One aspect of the pie-chart/UMAP visualization that works well is the highlighting of the 'dark' ion channels according to the status as designated by IDG, which highlights a strength of this whole paper. However, throughout the paper, this could be emphasized more as the key advantage of this approach and how this or similar approaches could be used for other families of proteins. Specifically, in the initial statement describing 'light' vs 'dark channels', the importance of this distinction and the historical preference in science to study that which has already been studied can be discussed more, even including references to other studies that take this kind of approach. An example of a relevant reference here is to the Structural Genomics Consortium and its goals to achieve structures of proteins for which functions may not be well-characterized. Furthermore, this initial statement mentioning 'light channels' was initially confusing -- does this mean light-sensing channels? As one reads on this is clearly not the case, but for such an important central focus of this paper, these kinds of misunderstandings do not serve the authors well. Clarifying these motivations throughout the entire paper would strengthen it considerably.
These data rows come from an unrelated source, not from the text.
PR #9866, opened 2026-04-27
[Unticketed] Add linting rule to exclude imports where we've got derived implementations

chouinar:
## Changes proposed
* Added certain imports to a configuration that will cause a linting error if used.

## Context for reviewers
We create our own derived versions of these validators and schemas with changed error handling and formatting. We don't want to mistakenly import the wrong ones as the behavior is undefined for our error handling (probably just 500s in certain cases).

Note that we do use these to make our implementation, so added an ignore where necessary.

## Validation steps
Just run `make lint`. Try adding these imports in other files and it'll complain.

### DIFF
--- a/api/pyproject.toml
+++ b/api/pyproject.toml
@@ -191,6 +191,8 @@ allowed-confusables = [
 # For these libraries, we do use them, but have our own derived versions we want
 # to use instead as we've rewritten fundamental components like error messaging.
 "marshmallow.validate".msg = "Do not import marshmallow.validate directly - instead use src.api.schemas.extension.validators as we've rewritten the error messaging"
+"apiflask.validators".msg = "Do not import apiflask.validators directly - instead use src.api.schemas.extension.validators as we've rewritten the error messaging"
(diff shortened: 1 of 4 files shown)


api/pyproject.toml
```diff
@@ -187,6 +187,11 @@ allowed-confusables = [
     "PT018"
 ]
 
+[tool.ruff.lint.flake8-tidy-imports.banned-api]
+# For these libraries, we do use them, but have our own derived versions we want
+# to use instead as we've rewritten fundamental components like error messaging.
+"marshmallow.validate".msg = "Do not import marshmallow.validate directly - instead use src.api.schemas.extension.validators as we've rewritten the error messaging"
+"apiflask.Schema".msg = "Do not import apiflask.Schema directly - instead use src.api.schemas.extension"
```
kkrug, line 197: Do we want to consider adding a couple of other ones while we are doing this?
```
"apiflask.fields".msg = "Do not import apiflask.fields directly - instead use src.api.schemas.extension.fields"
"apiflask.validators".msg = "Do not import apiflask.validators directly - instead use src.api.schemas.extension.validators"
```

kkrug (approved):

Issue #9869, opened 2026-04-27
Update AwardRecommendationRiskRequestSchema to use proper validation


kkrug:
### Summary

When the `AwardRecommendationRiskRequestSchema` was first created, the validation to prevent an empty list from being passed in was using the Marshmallow `validate` instead of our custom `validators` found in `src.api.schemas.extension`. This causes a response code of 500 instead of the expected 422. The import `from src.api.schemas.extension.field_validators import Length` is already present in the schema file. This ticket will:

Additionally, since the authors have generated this UMAP visualization, it would be interesting to understand how the human vs orthologue gene sets compare in this space. Furthermore, Figure 1, for just the human analysis, should say more clearly that this is an analysis of the human gene set and include more of the information in the text: 419 human ion channel sequences, 75 sequences previously unidentified, 4 major groups and 55 families, 62 outliers, etc. Clearer visualizations of these categories and numbers within the UMAP (and newly included tree) visualization would help guide the reader to better understand these results.
One of the most peculiar aspects of this paper is that it feels like two papers, one about better documenting the ion channel genes across species, and another with well-executed experiments on CALHM channels. One suggestion for how to link these two sections together better is to show that previous methods to analyze conserved residues in CALHM were significantly lacking. What results would that give? Why was this not enough? Were there just not enough identified CALHM orthologues to give strong signals in conservation analysis?
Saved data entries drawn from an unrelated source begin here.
Issue #10521, opened 2026-05-20
Move the lookup registry functionality from API to grants_shared


chouinar:
### Summary

We want to move the functionality defined in https://github.com/HHS/simpler-grants-gov/tree/main/api/src/db/models/lookup to our grants_shared repo.

This will be a few steps, all outlined in Guide on how to move code from API to grants_shared: https://navasage.atlassian.net/wiki/spaces/Grantsgov/pages/3159818413/How+to+move+code+from+API+to+grants_shared

NOTE: We do not want to move the `_sync_roles` function in sync_lookup_values, at least not yet. Leave that alone for now. We also do not need to move any of the actual lookup tables defined in https://github.com/HHS/simpler-grants-gov/blob/main/api/src/db/models/lookup_models.py - those are domain specific and won't be moved (well, some will move to grantor, but that's a later problem).

### Acceptance criteria

- [ ] Moved lookup registry to grants_shared

Issue #10515, opened 2026-05-20
Move API schema utils and generic functionality from API to grants_shared


chouinar:
### Summary

This will be a few steps, all outlined in Guide on how to move code from API to grants_shared: https://navasage.atlassian.net/wiki/spaces/Grantsgov/pages/3159818413/How+to+move+code+from+API+to+grants_shared

We want to move the following code:
* Everything in https://github.com/HHS/simpler-grants-gov/tree/main/api/src/api/schemas
* Do not move the `shared_schema.py` file, that's specific to the API's code, and shouldn't be moved.
* ValidationErrorType should not be moved over, instead we should make a new constants class with all the generic values on the grants_shared side, but make any functions/variables that take in this enum instead just be a string. That way it's reusable by APIs without them needing to define specific error codes in a separate python package.
* Some of the tests for this code is in https://github.com/HHS/simpler-grants-gov/blob/main/api/tests/src/api/test_route_error_format.py which tests in the context of an APIFlask configured route. We likely need some refactoring here to do much since we're not going to have some of the functionality it is depending on from create_app generified in a way we can use here.

### Acceptance criteria

- [ ] Moved most of the schemas folder to grants_shared
- [ ] Adjusted schemas to not directly use the ValidationErrorType type - create a new one
- [ ] Fixed tests to still test schema

PR #10731, opened 2026-06-01
[Issue #10408, #10515, #10521] Move generic utils, API schema utils, and lookup registry to grants_shared

### LINKED ISSUE #10408: Move generic utils from API to grants_shared
### Summary

We want to move several of our generic utilities from the API to grants_shared. This will be a few steps, all outlined in Guide on how to move code from API to grants_shared: https://navasage.atlassian.net/wiki/spaces/Grantsgov/pages/3159818413/How+to+move+code+from+API+to+grants_shared

For this ticket we want to move the following functionality:
* https://github.com/HHS/simpler-grants-gov/blob/main/api/src/util/api_key_gen.py
* https://github.com/HHS/simpler-grants-gov/blob/main/api/src/util/decimal_util.py
* https://github.com/HHS/simpler-grants-gov/blob/main/api/src/util/dict_util.py
* https://github.com/HHS/simpler-grants-gov/blob/main/api/src/util/string_utils.py

These should all transfer over uneventfully.

### Acceptance criteria

- [ ] Moved code over to shared repo and created a release after merging
- [ ] Updated version in API code and removed code previously copied
- [ ] All tests on both sides work, no routes or other functionality are broken by this change or require any non-import related modification to work.

chouinar:
## Summary
Fixes #10408, #10515, #10521

## Changes proposed
* Moved several generic utils over to grants_shared ( api key gen, decimal util, dict util, string util)
* Moved API schema utils over to grants_shared (all the marshmallow schema  extensions / error handling changes we've made)
* Moved the lookup logic over to grants_shared
* Added a handful of tests

## Context for reviewers
This is 3 tickets, but doing each of these moves requires a lot of little steps, so I decided to group these 3 tickets together.

Will have a second part of this PR out soon to move the API to use all of it once this is approved. Will not merge this until I've merged the API changes as well.

## Validation steps
Tests all work, added a few and had to rewrite some of the lookup table ones to not rely on API DB tables.


api/src/db/models/lookup/sync_lookup_values.py
```diff
@@ -30,6 +30,7 @@ def sync_lookup_values(db_client: PostgresDBClient | None = None) -> None:
         for table, lookup_config in sync_values.items():
             _sync_lookup_for_table(table, lookup_config.get_lookups(), db_session)
 
+        # TODO - need to move this somewhere else
```
chouinar: In the 2nd part of the PR, I'll handle this

kkrug (dismissed):

api/src/api/schemas/extension/field_validators.py
```diff
@@ -163,18 +163,14 @@ def _format_error(self, value: _T, message: str) -> list[MarshmallowErrorContain
         # The method this overrides returns a string, but we'll modify it to return one of
         # our error containers instead which works, but MyPy doesn't like.
 
-        is_min = False
-        is_max = False
-        if self.min is not None or self.max_inclusive is not None:
-            is_min = True
-        if self.max is not None or self.max_inclusive is not None:
-            is_max = True
```
hao10282025-sudo, line 171: can we double check this update is fine (replace with new line 166 and 167)? not quite sure what is exactly checked before but looks like the logic is simplified
There looks also a bug for this removed block, line 168 and line 170 are both checking "**self.max_inclusive**"

chouinar: Yes, I did change this to fix a bug I noticed in copying it over.

Before if you set a minimum and no maximum, it would always give you the `min_or_max` error rather than just min. Noticed it when I added a handful of additional unit tests and they didn't work.

Note that we only even have a handful of fields that even use it yet, and I double-checked that our frontend never refers to it.

backend/grants_shared/src/grants_shared/api/schemas/extension/field_validators.py
hao10282025-sudo, line 1: file shows as renamed/moved 👍

kkrug (approved):

PR #10734, opened 2026-06-02
[Issue #10038] Add an ECS task job lock to our load-transform job in dev/staging

### LINKED ISSUE #10038: Add an ECS task job lock to our load-transform job in dev/staging
### Summary

To test that our ECS task job locks work, we want to add it to our load transform job.

TODO - exact configuration depends on some other work in the quad that may have lowered the time. Assuming everything is as it currently works:
* Lock should encompass ALL of the tasks
* Lock should be configured to hold the lock for 90 minutes

We'll need to enable the job lock env var in dev/staging - we won't enable it in training/prod yet, and even though we've added the lock, it shouldn't do anything.

### Acceptance criteria

- [ ] Job lock added to the load-transform job
- [ ] Job lock only enabled in dev/staging

kkrug:
## Summary

Fixes #10038  

## Changes proposed

- Updated load_transform.py to wrap load, transform, set-current, and store-version in a single `TaskJobLock` context manager
- Updated dev.tf to set `ENABLE_JOB_LOCK = "true"`
- Updated staging.tf to set `ENABLE_JOB_LOCK = "true"`

## Context for reviewers

This is the first usage of the `TaskJobLock` context manager. It wraps the full load-transform job (load → transform → set-current → store-version) with a 90-minute hold. `ENABLE_JOB_LOCK` is set at the environment level for dev/staging only.

## Validation steps

After dev/staging deployment:
- Terraform plan shows `ENABLE_JOB_LOCK=true` on the load-transform task in dev/staging, and no env var diff in training/grantee1/grantee2/prod
- In dev, trigger the job and confirm a row appears in `api.job_lock` for `job_type = "load-transform"` and the `"Job lock released"` log line fires with `job_lock_enabled: true`
- Trigger a second run while the first is in flight and confirm it fails with `TaskJobLockIsLockedError`

### DIFF
--- a/infra/api/app-config/env-config/scheduled_jobs.tf
+++ b/infra/api/app-config/env-config/scheduled_jobs.tf
@@ -117,6 +117,26 @@ locals {
     grantee2 = "ENABLED"
     prod     = "ENABLED"
   }
+  # Only enable the job lock in dev/staging so we can validate it before
+  # turning it on in training/prod.
+  load-transform-environment-vars = {
+    dev = [
+      {
+        Name  = "ENABLE_JOB_LOCK"
+        Value = "true"
+      }
+    ]
+    staging = [
+      {
+        Name  = "ENABLE_JOB_LOCK"
+        Value = "true"
+      }
+    ]
+    training = null
+    grantee1 = null
+    grantee2 = null
+    prod     = null
+  }
   sam-extracts-state = {
     dev      = "ENABLED"
     staging  = "ENABLED"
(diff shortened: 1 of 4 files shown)


infra/api/app-config/env-config/scheduled_jobs.tf
```diff
@@ -117,6 +117,26 @@ locals {
...
+      {
+        Name  = "ENABLE_JOB_LOCK"
+        Value = "true"
+      }
+    ]
+    training = null
+    grantee1 = null
+    grantee2 = null
+    prod     = null
+  }
```
chouinar: I think we should just enable/disable the job lock globally for the environments. We've only attached the job lock to a single job, and don't really intend to do it in others yet, so it ends up the same. But if we do add it to the other jobs, don't want to be confused why it doesn't work for them.

kkrug: Makes sense, updated

prasnava (approved):
Verified the terraform plan against dev. 

```
Plan: 2 to add, 20 to change, 2 to destroy.
```

chouinar (approved):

Some of the analysis pipeline is unclear. Specifically, the RAG analysis seems critical, but it is unclear how this works - is it on top of the GPT framework and recursively inquires about the answer to prompts? Some example prompts would be useful to understand this. Furthermore, the existence of 76 auxiliary non-pore containing 'ion channel' genes in this analysis is a little confusing, as it seems a part of the pipeline is looking for pore-lining residues. Furthermore, how many of these are picked up in the larger orthologues search? Are these harder to perform checks on to ensure that they are indeed ion channel genes? A further discussion of the choice to include these auxiliary sequences would be relevant. This could just be further discussion of the literature that has decided to do this in the past.
Overall, this manuscript is a valuable contribution to the field, but it requires a few main things to make it truly useful. Namely, how has this approach really improved the ability to identify conserved residues over a less-involved approach? A better description of their methods and results is required in the first section of the paper, as well as some cosmetic improvements.